Work to complete
Where does the word "edit" appear in the entries below? Copy each line that holds it.

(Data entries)
☆ ☆ ☆ ☆ ☆
PR #14831, opened 2024-06-05
Updated Livewire to v3

marcusmoore:
# Description

This PR updates Livewire from v2 to v3.

I started with the [automated upgrader](https://livewire.laravel.com/docs/upgrading#automated-upgrade-tool) before moving on to the manual changes that needed to be made.

Notables:
- The standard namespace for Livewire in v3 is `App\Livewire` so our existing components have been moved there.
- Alpine has been removed from the app's `package.json` since it is bundled with [Livewire now](https://livewire.laravel.com/docs/installation#manually-including-livewires-frontend-assets). Since it is used in the new label engine I added `@livewireScripts` to that page. Any future pages that use Alpine but not Livewire will need to have that added.
- The current state of the importer requires `legacy_model_binding` to be turned on but I would like to change that back to the [default](https://livewire.laravel.com/docs/upgrading#eloquent-model-binding) in the future.
- There are some `wire:model.live`s that can probably have `live` removed but that's a small change that can happen in the future.

To test this make sure you:
- `composer install`
- `nvm use`
- `npm run dev`

Please test thoroughly to double-check I didn't miss something.

The pages affected:
- `/account/api`
- `/admin/oauth`
- `/admin/slack`
- `/categories/create` and `/categories/{id}/edit`
- `/import`
- `/models/create` and `/models/{id}/edit`

## Type of change

- [x] Library update


config/livewire.php
```diff
@@ -3,156 +3,158 @@
...
-    | stale view if render is skipped on redirect.
+    | When enabling Livewire's pagination feature by using the `WithPagination`
+    | trait, Livewire will use Tailwind templates to render pagination views
+    | on the page. If you want Bootstrap CSS, you can specify: "bootstrap"
     |
     */
 
-    'render_on_redirect' => false,
-
+    'pagination_theme' => 'tailwind',
```
snipe, line 159: We don't use tailwind tho?

snipe:
@marcusmoore assuming we're still moving forward with v7 on Monday, do you want to pull this in for launch, or wait until any v7 bugs have shaken themselves out?

snipe:
(And that importer merge just caused a conflict, so... sigh.)

config/livewire.php
marcusmoore: We don't have any components that are using pagination yet so I skipped that because it is possible to use [bootstrap](https://livewire.laravel.com/docs/pagination#using-bootstrap-instead-of-tailwind) but it is the [latest version](https://github.com/livewire/livewire/blob/main/src/Features/SupportPagination/views/bootstrap.blade.php) so I would have to downgrade it to bootstrap v3's syntax.

I figured I'd skip that until we actually need pagination but maybe I should just include it so we don't have to worry about it in the future...

Gonna move this back to draft and include that...

marcusmoore:
@snipe I'll handle the swap to bootstrap and the conflicts. I'm ok with it being included in v7.0.0 as long as I get the changes done in time.

config/livewire.php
☆ ☆ ☆ ☆ ☆
Finished exercise
- `/categories/create` and `/categories/{id}/edit`
- `/models/create` and `/models/{id}/edit`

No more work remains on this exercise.